═══ SUPPLIED RECORDS ═══

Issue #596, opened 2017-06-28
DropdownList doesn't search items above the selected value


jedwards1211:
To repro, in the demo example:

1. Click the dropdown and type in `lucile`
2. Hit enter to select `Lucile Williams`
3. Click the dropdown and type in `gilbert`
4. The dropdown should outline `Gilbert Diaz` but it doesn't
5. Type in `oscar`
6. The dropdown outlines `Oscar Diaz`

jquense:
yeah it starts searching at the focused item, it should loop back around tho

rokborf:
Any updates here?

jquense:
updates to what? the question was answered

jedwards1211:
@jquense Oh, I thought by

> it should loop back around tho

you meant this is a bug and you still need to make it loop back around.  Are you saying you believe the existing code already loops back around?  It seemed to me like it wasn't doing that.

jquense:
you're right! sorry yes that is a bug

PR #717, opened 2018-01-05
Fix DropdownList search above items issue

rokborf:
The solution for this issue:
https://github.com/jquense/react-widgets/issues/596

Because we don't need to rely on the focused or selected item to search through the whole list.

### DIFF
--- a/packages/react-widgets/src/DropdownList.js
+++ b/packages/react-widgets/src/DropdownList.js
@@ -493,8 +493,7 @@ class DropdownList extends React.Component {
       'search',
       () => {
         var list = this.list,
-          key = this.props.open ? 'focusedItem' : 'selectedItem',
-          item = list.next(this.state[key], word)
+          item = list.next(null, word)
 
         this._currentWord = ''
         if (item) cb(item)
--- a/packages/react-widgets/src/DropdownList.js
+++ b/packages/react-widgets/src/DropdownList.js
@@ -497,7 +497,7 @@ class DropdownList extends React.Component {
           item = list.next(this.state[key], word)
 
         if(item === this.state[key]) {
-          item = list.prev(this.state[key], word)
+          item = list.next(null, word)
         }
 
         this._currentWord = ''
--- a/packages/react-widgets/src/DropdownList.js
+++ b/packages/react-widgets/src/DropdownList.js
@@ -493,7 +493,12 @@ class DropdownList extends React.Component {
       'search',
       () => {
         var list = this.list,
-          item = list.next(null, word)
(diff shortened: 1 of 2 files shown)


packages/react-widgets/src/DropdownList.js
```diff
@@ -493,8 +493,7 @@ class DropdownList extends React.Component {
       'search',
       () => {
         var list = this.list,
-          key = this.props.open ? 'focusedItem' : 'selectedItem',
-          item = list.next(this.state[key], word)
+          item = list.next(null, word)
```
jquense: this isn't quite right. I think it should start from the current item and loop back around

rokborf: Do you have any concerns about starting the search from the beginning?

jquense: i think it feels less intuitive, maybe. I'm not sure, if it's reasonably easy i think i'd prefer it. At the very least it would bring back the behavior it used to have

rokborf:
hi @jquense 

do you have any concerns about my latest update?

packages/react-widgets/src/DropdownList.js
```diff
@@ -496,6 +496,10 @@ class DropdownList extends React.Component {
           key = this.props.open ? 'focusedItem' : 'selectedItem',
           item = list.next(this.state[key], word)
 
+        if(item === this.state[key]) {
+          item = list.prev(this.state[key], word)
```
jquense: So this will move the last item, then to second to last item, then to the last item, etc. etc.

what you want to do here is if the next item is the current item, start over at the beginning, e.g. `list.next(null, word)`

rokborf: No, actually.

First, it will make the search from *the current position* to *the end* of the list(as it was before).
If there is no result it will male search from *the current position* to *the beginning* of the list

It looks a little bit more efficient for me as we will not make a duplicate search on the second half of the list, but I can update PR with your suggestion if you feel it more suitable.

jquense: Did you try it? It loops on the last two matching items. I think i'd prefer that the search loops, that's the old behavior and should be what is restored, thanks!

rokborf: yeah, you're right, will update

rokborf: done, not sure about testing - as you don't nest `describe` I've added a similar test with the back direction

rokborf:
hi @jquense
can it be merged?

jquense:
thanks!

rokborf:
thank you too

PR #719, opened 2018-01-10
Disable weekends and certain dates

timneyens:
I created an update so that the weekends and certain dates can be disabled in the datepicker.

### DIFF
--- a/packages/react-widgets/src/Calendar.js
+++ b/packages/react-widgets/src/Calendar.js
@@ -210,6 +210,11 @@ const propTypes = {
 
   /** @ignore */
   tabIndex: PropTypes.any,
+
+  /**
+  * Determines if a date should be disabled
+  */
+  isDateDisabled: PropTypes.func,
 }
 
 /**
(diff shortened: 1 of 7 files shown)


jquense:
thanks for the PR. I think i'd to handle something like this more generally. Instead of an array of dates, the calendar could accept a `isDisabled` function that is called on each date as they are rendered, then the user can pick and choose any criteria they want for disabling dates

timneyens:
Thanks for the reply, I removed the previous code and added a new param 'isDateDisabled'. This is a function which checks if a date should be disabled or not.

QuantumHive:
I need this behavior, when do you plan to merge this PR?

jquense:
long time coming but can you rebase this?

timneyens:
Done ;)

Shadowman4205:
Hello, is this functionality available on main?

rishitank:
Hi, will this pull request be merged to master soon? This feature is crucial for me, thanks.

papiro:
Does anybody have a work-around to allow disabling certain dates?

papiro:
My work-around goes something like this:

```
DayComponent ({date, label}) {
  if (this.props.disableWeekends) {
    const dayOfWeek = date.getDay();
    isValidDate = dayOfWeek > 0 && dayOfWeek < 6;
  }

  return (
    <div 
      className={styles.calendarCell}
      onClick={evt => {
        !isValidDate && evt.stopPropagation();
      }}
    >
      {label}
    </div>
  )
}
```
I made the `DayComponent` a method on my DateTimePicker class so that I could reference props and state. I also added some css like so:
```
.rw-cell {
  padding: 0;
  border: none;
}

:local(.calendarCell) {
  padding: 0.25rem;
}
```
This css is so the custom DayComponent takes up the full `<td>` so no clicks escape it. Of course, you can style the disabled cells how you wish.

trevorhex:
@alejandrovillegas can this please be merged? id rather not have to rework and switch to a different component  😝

═══

> [EXERCISE AIM] Word for word, return the entire set of entries.

> [SOLUTION FOR THIS TASK]
Issue #596, opened 2017-06-28
DropdownList doesn't search items above the selected value


jedwards1211:
To repro, in the demo example:

1. Click the dropdown and type in `lucile`
2. Hit enter to select `Lucile Williams`
3. Click the dropdown and type in `gilbert`
4. The dropdown should outline `Gilbert Diaz` but it doesn't
5. Type in `oscar`
6. The dropdown outlines `Oscar Diaz`

jquense:
yeah it starts searching at the focused item, it should loop back around tho

rokborf:
Any updates here?

jquense:
updates to what? the question was answered

jedwards1211:
@jquense Oh, I thought by

> it should loop back around tho

you meant this is a bug and you still need to make it loop back around.  Are you saying you believe the existing code already loops back around?  It seemed to me like it wasn't doing that.

jquense:
you're right! sorry yes that is a bug

PR #717, opened 2018-01-05
Fix DropdownList search above items issue

rokborf:
The solution for this issue:
https://github.com/jquense/react-widgets/issues/596

Because we don't need to rely on the focused or selected item to search through the whole list.

### DIFF
--- a/packages/react-widgets/src/DropdownList.js
+++ b/packages/react-widgets/src/DropdownList.js
@@ -493,8 +493,7 @@ class DropdownList extends React.Component {
       'search',
       () => {
         var list = this.list,
-          key = this.props.open ? 'focusedItem' : 'selectedItem',
-          item = list.next(this.state[key], word)
+          item = list.next(null, word)
 
         this._currentWord = ''
         if (item) cb(item)
--- a/packages/react-widgets/src/DropdownList.js
+++ b/packages/react-widgets/src/DropdownList.js
@@ -497,7 +497,7 @@ class DropdownList extends React.Component {
           item = list.next(this.state[key], word)
 
         if(item === this.state[key]) {
-          item = list.prev(this.state[key], word)
+          item = list.next(null, word)
         }
 
         this._currentWord = ''
--- a/packages/react-widgets/src/DropdownList.js
+++ b/packages/react-widgets/src/DropdownList.js
@@ -493,7 +493,12 @@ class DropdownList extends React.Component {
       'search',
       () => {
         var list = this.list,
-          item = list.next(null, word)
(diff shortened: 1 of 2 files shown)


packages/react-widgets/src/DropdownList.js
```diff
@@ -493,8 +493,7 @@ class DropdownList extends React.Component {
       'search',
       () => {
         var list = this.list,
-          key = this.props.open ? 'focusedItem' : 'selectedItem',
-          item = list.next(this.state[key], word)
+          item = list.next(null, word)
```
jquense: this isn't quite right. I think it should start from the current item and loop back around

rokborf: Do you have any concerns about starting the search from the beginning?

jquense: i think it feels less intuitive, maybe. I'm not sure, if it's reasonably easy i think i'd prefer it. At the very least it would bring back the behavior it used to have

rokborf:
hi @jquense 

do you have any concerns about my latest update?

packages/react-widgets/src/DropdownList.js
```diff
@@ -496,6 +496,10 @@ class DropdownList extends React.Component {
           key = this.props.open ? 'focusedItem' : 'selectedItem',
           item = list.next(this.state[key], word)
 
+        if(item === this.state[key]) {
+          item = list.prev(this.state[key], word)
```
jquense: So this will move the last item, then to second to last item, then to the last item, etc. etc.

what you want to do here is if the next item is the current item, start over at the beginning, e.g. `list.next(null, word)`

rokborf: No, actually.

First, it will make the search from *the current position* to *the end* of the list(as it was before).
If there is no result it will male search from *the current position* to *the beginning* of the list

It looks a little bit more efficient for me as we will not make a duplicate search on the second half of the list, but I can update PR with your suggestion if you feel it more suitable.

jquense: Did you try it? It loops on the last two matching items. I think i'd prefer that the search loops, that's the old behavior and should be what is restored, thanks!

rokborf: yeah, you're right, will update

rokborf: done, not sure about testing - as you don't nest `describe` I've added a similar test with the back direction

rokborf:
hi @jquense
can it be merged?

jquense:
thanks!

rokborf:
thank you too

PR #719, opened 2018-01-10
Disable weekends and certain dates

timneyens:
I created an update so that the weekends and certain dates can be disabled in the datepicker.

### DIFF
--- a/packages/react-widgets/src/Calendar.js
+++ b/packages/react-widgets/src/Calendar.js
@@ -210,6 +210,11 @@ const propTypes = {
 
   /** @ignore */
   tabIndex: PropTypes.any,
+
+  /**
+  * Determines if a date should be disabled
+  */
+  isDateDisabled: PropTypes.func,
 }
 
 /**
(diff shortened: 1 of 7 files shown)


jquense:
thanks for the PR. I think i'd to handle something like this more generally. Instead of an array of dates, the calendar could accept a `isDisabled` function that is called on each date as they are rendered, then the user can pick and choose any criteria they want for disabling dates

timneyens:
Thanks for the reply, I removed the previous code and added a new param 'isDateDisabled'. This is a function which checks if a date should be disabled or not.

QuantumHive:
I need this behavior, when do you plan to merge this PR?

jquense:
long time coming but can you rebase this?

timneyens:
Done ;)

Shadowman4205:
Hello, is this functionality available on main?

rishitank:
Hi, will this pull request be merged to master soon? This feature is crucial for me, thanks.

papiro:
Does anybody have a work-around to allow disabling certain dates?

papiro:
My work-around goes something like this:

```
DayComponent ({date, label}) {
  if (this.props.disableWeekends) {
    const dayOfWeek = date.getDay();
    isValidDate = dayOfWeek > 0 && dayOfWeek < 6;
  }

  return (
    <div 
      className={styles.calendarCell}
      onClick={evt => {
        !isValidDate && evt.stopPropagation();
      }}
    >
      {label}
    </div>
  )
}
```
I made the `DayComponent` a method on my DateTimePicker class so that I could reference props and state. I also added some css like so:
```
.rw-cell {
  padding: 0;
  border: none;
}

:local(.calendarCell) {
  padding: 0.25rem;
}
```
This css is so the custom DayComponent takes up the full `<td>` so no clicks escape it. Of course, you can style the disabled cells how you wish.

trevorhex:
@alejandrovillegas can this please be merged? id rather not have to rework and switch to a different component  😝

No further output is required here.